Les Cabarettistes : « Les galops du Cheval d’Or », époustouflant spectacle-florilège

Spectacle donné au Forum Léo-Ferré à Ivry-sur-Seine le 20 mars 2016

Texte de la chronique dans NosEnchanteurs par François Bellart

Retrouver l'article sur le site de NosEnchanteurs : les-cabarettistes-les-galops-du-cheval-dor-epoustouflant-spectacle-florilege

Ils sont dix et ils ont du talent puissance dix ! Une véritable troupe où, en dehors des musiciens spécialisés sur leur instrument, chacun est polyvalent. Une passion les habite dans ce spectacle exemplaire : retourner ensemble aux racines et aux fondamentaux de notre bonne chanson, telle qu’elle s’est construite à l’ère bénie des cabarets des années cinquante et soixante. Le lien s’est fait naturellement avec Gilles Tcherniak, l’infatigable animateur de Forum Léo-Ferré, dont la mémoire est imprégnée des souvenirs du Cheval d’Or gouverné par ses parents. Il a pu donner tous les détails et documents qui leur ont permis ensemble de construire et de mettre en scène ce spectacle qui reconstitue, le temps d’une soirée, cet esprit et cette ambiance. Et c’est une réussite sensationnelle qui ne peut tromper ceux qui ont vécu cette époque !

Les ingrédients de ce succès ? Le choix des dix-huit chansons : cinq titres arrachés à l’oubli signés Jean-Pierre Suc, l’âme artistique du Cheval d’Or et, avec Henri Serre, sa première vedette. D’autres de Roger Riffard, de Boby Lapointe (et pas toujours les plus connus), de Daniel Prévost, de Pierre Louki (L’inénarrable Môme aux boutons, mais aussi la subtile Mes copains donnée en bis), de Ricet Barrier et d’Anne Sylvestre, représentante de la partie féminine de la programmation du cabaret ! Et des sketches d’humoristes parmi lesquels Avron et Evrard et Raymond Devos, des monologues poétiques de Pierre Maguelon dit Petit Bobo récités à la chandelle et aussi, belle idée, des reconstitutions d’émissions de la télévision noir et blanc naissante, dont des séquences du « Petit Conservatoire de la Chanson » de la cassante Mireille ! Tout cela fait l’objet d’une construction bien solide couvrant les trois périodes de la vie de l’établissement : avec Jean-Pierre Suc, après son suicide discrètement évoqué et enfin les derniers galops avant la fermeture en 1969. Mais le fleuron de ce spectacle, c’est sa mise en scène collective : la distribution symboliques des rôles (Henri Serre est joué par une jeune comédienne blonde !) ; les glissements entre les interprétations individuelles et collectives, au firmament desquelles il faut placer Comment je m’appelle d’Anne Sylvestre et la formidable interprétation toute en ondulations de flagelles des 300 millions de Ricet Barrier et Bernard Lelou ; enfin, cette complicité entre tous les protagonistes, cette joie de vivre qui transparaît et qui réinvente le climat heureux et détendu qui existait dans la petite salle. Cerise sur le gâteau, si on peut dire puisqu’il s’agit de gastronomie, les trois séquences sont séparées par des tartines d’houmous ou des charlottes aux pommes distribuées dans le public par les comédiens mués en serveurs le temps d’un interlude !

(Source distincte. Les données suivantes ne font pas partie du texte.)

PR #325, opened 2026-09-12
fix(installer): fall back to install.squirrelscan.com when GitHub cannot be reached (repo#2064)

nc9:
Fixes the private tracker's squirrelscan/repo#2064. Pairs with the worker route in squirrelscan/repo#2065, which serves the mirror.

## The failure

A GitHub release-asset URL redirects to githubusercontent.com (`objects.*` historically, `release-assets.*` today), and some networks cannot reach it. The manifest fetch from `install.squirrelscan.com` succeeds because that is our own origin, so the install gets as far as knowing which binary it wants and then fails to download it, on every attempt, forever. Sentry INSTALLER-WORKER-5: ten events since July, linux/x86_64, `Asia/Shanghai`, one user retrying twice within nine minutes.

## What changed

Every release asset now has two sources. GitHub first, then the same file from `install.squirrelscan.com/dl/<version>/<asset>`, which proxies it through Cloudflare's edge and reaches GitHub even when the client cannot. The manifest's `sha256` is verified over whatever arrives either way, so the second source adds no trust: a mirror is not a shortcut around the integrity check.

- `SQUIRREL_FORCE_MIRROR` skips github.com from the start. Value semantics, matching `SQUIRREL_NO_UPDATE`: empty, `0` and `false` are off. Presence semantics would let a stray `SQUIRREL_FORCE_MIRROR=` in a profile silently reroute every install. `SQUIRREL_DOWNLOAD_ENDPOINT` moves the mirror, for testing.
- **Both the manifest and the binary** go through the fallback. A fully blocked host fails at the manifest first, so covering only the binary would have left the reporting user exactly where they started.
- When both sources fail, one line names the hosts and the escape hatch, then a block prints the two URLs, the retry recipe and a by-hand route. The report keeps its existing step, `download_manifest` or `download_binary`, and carries both URLs in `error_output`: `error_line` is capped at 200 chars and two asset URLs are about 170.
- `install.ps1` gets the same two sources.

## Safe to ship before the worker route exists

`/dl` is not deployed yet. A worker without the route answers 404, `curl -f` treats that as a failure, and the script reports the GitHub failure it would have reported anyway. Nothing regresses for the overwhelming majority whose GitHub download works: they never reach the second source.

## Evidence

`curl` is shimmed to blackhole github.com the way the reporting network does, and to serve the real v0.0.94 darwin-arm64 binary and manifest from the mirror path.

A source that answers 200 with a sign-in page, which is what a captive portal or an intercepting proxy does, counts as a failed source: the installer moves to the other host rather than stopping on a parse error.

**GitHub blocked, mirror reachable** (acceptance box 1 and 2):

```
==> Downloading manifest...
Warning: github.com could not serve the manifest, trying install.squirrelscan.com...
==> Downloading squirrel v0.0.94...
Warning: github.com could not serve the binary, trying install.squirrelscan.com...
:: Downloaded from install.squirrelscan.com
==> Verifying checksum...
:: Checksum verified: 9ccfb658e573eda7...
==> Running self install...
✓ squirrel v0.0.94 installed
--- install.sh exit: 0
--- <bin_dir>/squirrel --version: 0.0.94
```

The shim saw both hosts, in order:

```
https://github.com/squirrelscan/squirrelscan/releases/download/v0.0.94/manifest.json
https://github.com/squirrelscan/squirrelscan/releases/download/v0.0.94/squirrel-0.0.94-darwin-arm64
https://install.squirrelscan.com/dl/v0.0.94/manifest.json
https://install.squirrelscan.com/dl/v0.0.94/squirrel-0.0.94-darwin-arm64
```

**Both hosts blocked** (acceptance box 3):

```
Error: Failed to download the binary from github.com and install.squirrelscan.com (retry with SQUIRREL_FORCE_MIRROR=1 to skip github.com)
  Tried:
    github.com               https://github.com/squirrelscan/squirrelscan/releases/download/v0.0.94/squirrel-0.0.94-darwin-arm64
    install.squirrelscan.com https://install.squirrelscan.com/dl/v0.0.94/squirrel-0.0.94-darwin-arm64

  If github.com is blocked on this network, skip it and retry:
    curl -fsSL https://install.squirrelscan.com | SQUIRREL_FORCE_MIRROR=1 bash

  If both hosts are blocked, download squirrel-0.0.94-darwin-arm64 on a machine that can
  reach one of them, copy it here, then:
    chmod +x squirrel-0.0.94-darwin-arm64 && mkdir -p '<bin_dir>' && mv squirrel-0.0.94-darwin-arm64 '<bin_dir>/squirrel'
--- install.sh exit: 1
```

What reaches Sentry:

```json
{"script":"sh","script_version":"2","os":"darwin","arch":"arm64","step":"download_binary","exit_code":1,
 "error_line":"Failed to download the binary from github.com and install.squirrelscan.com (retry with SQUIRREL_FORCE_MIRROR=1 to skip github.com)",
 "error_output":"tried https://github.com/.../squirrel-0.0.94-darwin-arm64 (failed) tried https://install.squirrelscan.com/dl/v0.0.94/squirrel-0.0.94-darwin-arm64 (failed)"}
```

**`SQUIRREL_FORCE_MIRROR=1`**: github.com is never contacted, the install completes, `squirrel --version` reports 0.0.94.

## CI now executes install.ps1, not just parses it

The install-test workflow fetches the published script from `main`, so nothing ever ran a change to `install.ps1` before users did; CI parsed it and stopped there. `scripts/install-ps-contract.test.ps1` dot-sources the script above `Main`, stubs `Invoke-WebRequest`, and drives the two-source path on the ubuntu runner's pwsh. 27 checks.

It earned its place immediately: it caught a regression in this very change, where hoisting the bin directory to script scope made `Join-Path` throw on a missing `LOCALAPPDATA`, which under `$ErrorActionPreference = "Stop"` would have killed the installer on line one, before the banner.

It also surfaced that a failed `Invoke-WebRequest -OutFile` leaves a partial file behind, which the mirror leg would then have been asked to overwrite. The failed attempt is deleted now.

## Review

Three rounds. The findings and how each was handled are in a comment below; the short version:

An acceptance pass returned FIX FIRST with five items, all applied: the redaction had to drop query and fragment as well as userinfo; a 200 carrying HTML had to count as a failed source rather than dying at jq; the PowerShell recipe had to escape apostrophes; the source line had to appear only for the mirror so the GitHub path stays byte-identical; and both CI steps had to probe for pwsh rather than declare it as the shell.

My own round on that delta found three more, including the blocker reopening itself: the redaction ran the userinfo rule before stripping the query, and that pattern crosses a `?`, so a token in the query survived into both the guidance and the JSON payload. It also found that the jq and no-jq manifest validators disagreed with each other, and that PowerShell accepted a scalar `binaries`.

An earlier codex pass (`gpt-6-astra`, read-only) returned 3/5 with six findings. Five were real and are fixed in 50f9b63; the sixth is the deliberate cross-repo split.

1. **P1, the mirror is not deployed yet, so this alone does not fix the issue.** Correct and by design. The worker route is squirrelscan/repo#2065, and shipping order does not matter: see the section above. Called out so the release that carries this is not mistaken for the fix landing.
2. **P2, `SQUIRREL_DOWNLOAD_ENDPOINT` credentials could reach the reporting endpoint.** Real. A mirror set to `https://user:token@host` put that token in `error_output` verbatim; the scrubber handles home paths and length, not URL userinfo. Both installers strip `user:password@` before printing or reporting, and leave an ordinary URL and an `@` inside a path alone.
3. **P2, the Windows recipe moved a file into a directory that does not exist.** Real. `Move-Item` does not create parents and the bin directory is absent before the first successful install. It creates the destination first now.
4. **P2, the bash recipe broke on a path with a space.** Real. The bin directory was interpolated unquoted. Single-quoted now with embedded quotes escaped, and a test round-trips a path holding a space, a quote and a dollar back through the shell as exactly one argument.
5. **P2, the one-line failure did not name the escape hatch.** Fair reading of the criterion. The line now carries `SQUIRREL_FORCE_MIRROR=1`, and says "github.com was skipped" instead when the variable is already set. Both forms stay inside the 200-char cap.
6. **P3, a skipped GitHub leg was reported as failed.** Real. With the flag set we never asked GitHub, and a report saying otherwise sends whoever reads it after the wrong host. Skipped and failed are distinct now.

Codex also confirmed bash 3.2 syntax, that the single EXIT trap survives, that both URLs and the step reach the EXIT handler without subshell variable loss, that every executed curl keeps its transport hardening, and that checksum verification is intact on both paths.

## Acceptance criteria (squirrelscan/repo#2064)

- [x] `curl -fsSL https://install.squirrelscan.com | sh` completes where github.com and the githubusercontent asset host are unreachable, by falling back to a download host under squirrelscan.com. Transcript above; needs squirrelscan/repo#2065 deployed to work against the real mirror.
- [x] The fallback serves the same bytes and the installer still verifies the checksum from the release manifest. The route is a byte-for-byte proxy and the checksum step is unchanged; the transcript shows it verifying after a mirror download.
- [x] When both downloads fail, one actionable line names the hosts tried and the variable that forces the mirror, and `installer_step = download_binary` is reported with both URLs. Transcript and JSON above.
- [x] `install.ps1` gets the same fallback. Plus 27 behavioural checks now running in CI.

## Verified end to end against production

The worker route is deployed, so this is a real install rather than a simulated one. `curl` is shimmed to refuse `github.com`, `*.githubusercontent.com` and `api.github.com`, and to hand everything else to the real curl:

```
==> Downloading manifest...
Warning: github.com could not serve the manifest, trying install.squirrelscan.com...
==> Downloading squirrel v0.0.94...
Warning: github.com could not serve the binary, trying install.squirrelscan.com...
:: Downloaded from install.squirrelscan.com
==> Verifying checksum...
:: Checksum verified: 9ccfb658e573eda7...
Installed v0.0.94
--- squirrel --version: 0.0.94
```

A 72MB binary pulled through the mirror, checksum verified against the real release manifest, installed binary runs. The route itself answers 200 with the right content-type and length for the manifest and the binary, 206 with a correct `content-range` for `Range: bytes=0-99`, and 404 for a version that does not exist.

Before the route was deployed it answered 404, which `fetch_with_retry` already treats as a failed attempt, so the ordering was safe either way.

## Checks run

```
bun test scripts/install-contract.test.ts          108 pass, 0 fail
pwsh -File scripts/install-ps-contract.test.ps1     68 checks, all pass
bash -n install.sh                                  clean
shellcheck -S warning install.sh                    clean
actionlint .github/workflows/ci.yml                 clean
detect-secrets against every tracked file           clean
bun run lint / typecheck / format:check             clean
cd docs && make validate                            393 pages, all checks passed
```

The PowerShell runs were done locally in `mcr.microsoft.com/powershell` since this machine has no pwsh; CI runs the same file on the ubuntu runner. Redaction, quoting, both manifest validator paths and a full install over the mirror were also verified under `/bin/bash` 3.2, the bash macOS actually ships.


nc9:
Verified the "safe to ship before the worker route exists" claim against the live worker rather than leaving it as an assertion:

```
$ curl -s -o /dev/null -w '%{http_code}\n' https://install.squirrelscan.com/dl/v0.0.94/manifest.json
404
$ curl -s -o /dev/null -w '%{http_code}\n' https://install.squirrelscan.com/dl/v0.0.94/squirrel-0.0.94-linux-x64
404
$ curl -fsSL -o /tmp/probe https://install.squirrelscan.com/dl/v0.0.94/manifest.json
curl: (56) The requested URL returned error: 404
exit: 56
```

A non-zero curl is what `fetch_with_retry` already treats as a failed attempt, so against today's production the mirror leg is a no-op and the script reports the GitHub failure it would have reported anyway. Nothing regresses for the majority whose GitHub download works: they never reach the second source at all.

Both codes go green once squirrelscan/repo#2065 is deployed, which is what actually closes the issue.

Also fixed two CI gates in 673efec, both firing on the synthetic credential the new redaction tests exist to exercise: detect-secrets reads `https://user:pass@host` as Basic Auth credentials (including inside a comment, so the two shipped scripts now describe the case in words and carry no credential-shaped literal at all), and CodeQL flagged `.includes("github.com")` as incomplete URL substring sanitization, which is a fair shape to flag even in a test. That assertion names the exact URL now.

nc9:
## Acceptance findings, all five applied (8f44f6a), plus my own round on the delta (05b6126)

### The five from the acceptance pass

1. **Redaction reduces a URL to scheme, host and path** in both scripts, so a token in the userinfo, the query or the fragment is gone before it reaches the telemetry POST or the printed recipe. A contract case asserts the JSON payload that actually leaves the machine for `https://u:pw@host/x?token=y#z`.
2. **A 200 carrying HTML is a failed source.** Each attempt validates the manifest before accepting it, so a bad first source falls through and exhaustion routes through the actionable error. Previously this exited 5 on a jq parse error with an empty report. The jq extraction needed its own guard too: a command substitution carries the failure to the assignment under `set -e`. PowerShell validates the parsed object's shape, since `Invoke-RestMethod` hands back an HTML body as a string rather than throwing.
3. **PowerShell recipe quoting.** Both arguments go through a helper that doubles embedded apostrophes. A test parses the printed command and round-trips its arguments for a path under `O'Brien`. `Join-Path` was wrong here: it resolves drives and rejects a `C:\` path on any non-Windows host.
4. **The source line appears only when the mirror answered.** Verified with a shim mode where GitHub works: the GitHub path prints no new line at all.
5. **One guarded CI step**, probing with `command -v pwsh` from bash and skipping with a notice. The full-file parse moved into the contract script, which also removed the inline PowerShell that shellcheck was flagging through actionlint.

### My own codex round on that delta found three more, one of them the blocker reopening itself

- **P1, the redaction order leaked.** The userinfo rule ran first and `[^/@]*@` crosses a `?`, so `https://mirror.test?token=user@querysecret/path` became `https://querysecret/path`: it ate the query delimiter and promoted the token's value to the host. Reproduced in both the printed guidance and the JSON payload. Query and fragment are cut first now, and the userinfo pattern is bounded so it cannot cross a delimiter even if that order is changed back.
- **P2, the two manifest validators disagreed**, which means a machine without jq got a different verdict on the same bytes. HTML carrying `{"version":...}` in a script tag passed the grep path, and a valid manifest that wrapped after `"binaries":` failed it, because grep is line-based. Rejecting a good manifest is the worse half. The no-jq path now requires the first non-whitespace byte to be `{` and matches the flattened text; the jq path requires `version` too. Both agree on all three fixtures now.
- **P2, PowerShell accepted `{"binaries":"unavailable"}`**, skipping a healthy mirror and reporting "No binary for platform" from a source that plainly failed. `binaries` must be a map.

Codex also correctly noted that my "GitHub HTML falls through" test was simulating a transport failure rather than the scenario it named. The shim takes a second body for URLs matching a needle now, so GitHub actually answers 200 with HTML while the mirror serves a real manifest, and the test asserts GitHub was called exactly once.

### Checks

```
bun test scripts/install-contract.test.ts          108 pass, 0 fail
pwsh -File scripts/install-ps-contract.test.ps1     68 checks, all pass
bash -n / shellcheck -S warning                     clean
actionlint                                          clean
detect-secrets                                      clean
bun run lint / typecheck / format:check             clean
cd docs && make validate                            393 pages, all checks passed
```

Also verified under `/bin/bash` 3.2, the bash macOS actually ships: redaction, quoting, both validator paths, and a full install over the mirror.

nc9:
## Real end-to-end install against production, GitHub blackholed

The mirror is deployed now, so acceptance box 1 is no longer simulated. `curl` is shimmed to refuse `github.com`, `*.githubusercontent.com` and `api.github.com` and to hand everything else to the real curl, so these are live bytes from install.squirrelscan.com.

```
==> Installing squirrel...
==> Detected platform: darwin-arm64
:: Fetching releases (channel: stable)...
==> Latest version: v0.0.94 (channel: stable)
==> Downloading manifest...
Warning: github.com could not serve the manifest, trying install.squirrelscan.com...
==> Downloading squirrel v0.0.94...
Warning: github.com could not serve the binary, trying install.squirrelscan.com...
:: Downloaded from install.squirrelscan.com
==> Verifying checksum...
:: Checksum verified: 9ccfb658e573eda7...
==> Running self install...
Installed v0.0.94

--- installed binary ---
squirrel -> …/.squirrel/releases/0.0.94/squirrel
0.0.94
```

A 72MB binary pulled through the mirror, checksum verified against the real release manifest, and the installed binary runs. The whole reason the reporting user could not install.

The route itself, checked directly:

| request | result |
| --- | --- |
| `GET /dl/v0.0.94/manifest.json` | 200, `application/json; charset=utf-8`, 1509 bytes |
| `HEAD /dl/v0.0.94/squirrel-0.0.94-linux-x64` | 200, `application/octet-stream`, content-length 90903752, `accept-ranges: bytes` |
| `GET` with `Range: bytes=0-99` | 206, `content-range: bytes 0-99/90903752`, 100 bytes returned |
| `GET /dl/v9.9.9/squirrel-9.9.9-linux-x64` | 404 |

The content-length matches the size the manifest records for that asset, and the 404 is what makes this safe against an older worker.

Also fixed the CodeQL alert on the last push: `a.includes("github.com")` in a test assertion is flagged as incomplete URL substring sanitization, fairly, so both call-count assertions now match the exact URL the script builds.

Ces jeunes artistes, dont la moyenne d’âge ne doit pas excéder la trentaine, n’ont pas connu les cabarets de ces années-là. Et pourtant, par leur investissement dans ce projet, ils ont su en retrouver intacts la dynamique, la vivacité, les alternances de rire franc (« la conférence » d’Avron et Evrard), de bonheur textuel et musical, et d’émotion profonde (Lazare et Cécile avec une voix masculine). Au-delà d’une démarche de mémoire, ils ont montré que la qualité des spectacles de ces petits lieux pouvait encore avoir un écho favorable aujourd’hui, et ce n’est pas leur moindre mérite.